= Ayyankali Pada hostage protest =

Adivasi rights protest

The Ayyankali Pada hostage protest was an Adivasi rights protest carried out by Maoist group Ayyankali Pada on October 4, 1996. Four members of the group, Vilayodi Sivankutty, Kanhangad Rameshan, Kallara Babu and Ajayan Mannur, took the then Palakkad district collector, WR Reddy, hostage at the District Collectorate in Palakkad, Kerala.

==Background==

Ayyankali Pada was formed in 1992 as the youth wing of the new Kerala Communist Party after the dissolution of the Central Reorganisation Committee, Communist Party of India (CRCCPI). The group was named after revolutionary leader Ayyankali.

The activists acted partly in response to an amendment that had passed a week earlier on September 23, 1996 to the Kerala Scheduled Tribes (Restriction on Transfer of Lands and Restoration of Alienated Lands) Act, 1975. The 1975 Act required the state to return alienated lands to Adivasis; however, since 1975 no land had been returned under invocation of the act. The amendment had legalized transfers of Adivasi land between 1960-1984, essentially nullifying the original act.

== Protest ==

The activists held Reddy hostage for 9 hours, after which the negotiating parties reached an agreement of release and the activists revealed that their weapons were fake, although Reddy maintains that they were real. No serious injuries were reported during the protest.

On the day of the protest, the activists demanded the following:

- The immediate repeal of the amendment made to the Kerala Scheduled Tribes (Restriction on Transfer of Lands and Restoration of Alienated Lands) Act, 1975.
- The public release of data relating to land that has been stolen from Adivasis in Kerala.
- The public release of personal details of those individuals and companies that have encroached on Adivasi land.
- A detailed report of the usage of state funds allocated for the benefit of Scheduled Tribes.

The activists entered the District Collectorate on October 4 after having observed the area for several days beforehand. Armed with explosives and a gun, both later claimed to be fake, they entered Reddy's office and held him hostage. Throughout the day, a crowd gathered outside of the building. After 9 hours the hostage was released and the activists were promised safe passage by the government and not arrested.

== Aftermath ==

Despite the promises of the state, Sivankutty, Rameshan, and Mannur were arrested in later years. Kallara Babu remained in hiding for 14 years.

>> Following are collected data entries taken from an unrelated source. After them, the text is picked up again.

PR #2805, opened 2024-11-09
`Parameter` typing improvements

AndreasBackx:
This removes all of the `type: ignore` mentions in `Argument`, its subclasses, and the `exceptions` module. To do so, the following is done:

1. `Parameter` is now an abstract base class. This just clarifies it cannot be instantiated which was always the point.
2. `Parameter.name` can no longer be `None`. It only ever is `None` when `expose_value = False`. Instead of having to deal with `None` and `is None` everywhere, let's just use `""` instead of `None` when `expose_value` is `False`
3. `ctx` in `Parameter.get_error_hint` can be `None`. It always has been like this, but wasn't explicit in typing. Better to be explicit than implicit.

- ~~Add tests that demonstrate the correct behavior of the change. Tests
  should fail without the change.~~
	- `Parameter.name` is an implementation detail, it's not in the documentation. 
- ~~Add or update relevant docs, in the docs folder and in code.~~

### DIFF
--- a/src/click/core.py
+++ b/src/click/core.py
@@ -7,6 +7,8 @@ import inspect
 import os
 import sys
 import typing as t
+from abc import ABC
+from abc import abstractmethod
 from collections import abc
 from collections import Counter
 from contextlib import AbstractContextManager
@@ -838,9 +840,7 @@ class Context:
                     # https://github.com/pallets/click/pull/3068
                     if default_value is UNSET:
                         default_value = None
-                    kwargs[param.name] = param.type_cast_value(  # type: ignore
-                        ctx, default_value
-                    )
+                    kwargs[param.name] = param.type_cast_value(ctx, default_value)
 
             # Track all kwargs as params, so that forward() will pass
             # them on in subsequent calls.
@@ -1320,7 +1320,7 @@ class Command:
                     or param.hidden
                     or (
                         not param.multiple
-                        and ctx.get_parameter_source(param.name)  # type: ignore
+                        and ctx.get_parameter_source(param.name)
                         is ParameterSource.COMMANDLINE
                     )
                 ):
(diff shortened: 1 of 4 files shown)


src/click/core.py
```diff
@@ -2343,17 +2345,17 @@ def handle_parse_result(
                 value = None
 
         if self.expose_value:
-            ctx.params[self.name] = value  # type: ignore
+            ctx.params[self.name] = value
 
         return value, args
 
     def get_help_record(self, ctx: Context) -> tuple[str, str] | None:
-        pass
```
AndreasBackx, line 2351: Linter complains about not having an implementation when it's an abstract base class. Using `return None` makes it not do that.

Rowlando13:
@AndreasBackx Would you mind rebasing this so it can go out with 8.3.0?

kdeldycke:
@AndreasBackx I just reviewed this PR following our discussion at https://github.com/pallets/click/discussions/3329 and just realized it is not that big of a change. So I took the liberty to rebase it on top of `stable` and fix all remaining issues. The only careful part was adapting it to the `UNSET`/sentinel but in the end it worked well.

I will program this PR for inclusion for the next 8.4.0 release cycle. Can you double-check everything looks OK to you?

AndreasBackx:
Wow ya, thank you so much. I reviewed, or still am, reviewing the other ones. It's been a while but it looks as expected I think. This PRO looks as how I'd expect it. I'm kind of fuzzy about changing one None -> "" here in a few places but I think that's a fine change for the edge case it might just be and them being internal implementations.

kdeldycke:
> Wow ya, thank you so much. I reviewed, or still am, reviewing the other ones. It's been a while but it looks as expected I think. This PRO looks as how I'd expect it. I'm kind of fuzzy about changing one None -> "" here in a few places but I think that's a fine change for the edge case it might just be and them being internal implementations.

Just refined some comparisons and removed an assert to clean up code.

So let's consider this PR ready to be merged upstream unless a review is raised.

Rowlando13:
I will fix changes then this is ready for 8.4.0.

kdeldycke:
> I will fix changes then this is ready for 8.4.0.

Just rebased on top of `main` with appropriate location of the changelog entry. Also solved a merge conflict due to https://github.com/pallets/click/pull/3371 merge.

This is ready to be merged into `main`.

davidism (approved):

kdeldycke:
Thanks @AndreasBackx for the merge and for removing the left-over branch!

The Kerala Scheduled Tribes Act, 1975 was repealed three years later upon the passing of The Kerala Restriction on Transfer by and Restoration of Lands to Scheduled Tribes Act, 1999. While the 1999 Act declares all past and future land transfers between Adivasi and non-Adivasi parties illegal, it allows encroachers to keep up to five acres of previously stolen land. The 1999 Act grants only one acre of land to landless Adivasis, whereas the previous Act had granted five.

== In popular culture ==

The 2022 Malayalam-language film Pada is about the incident.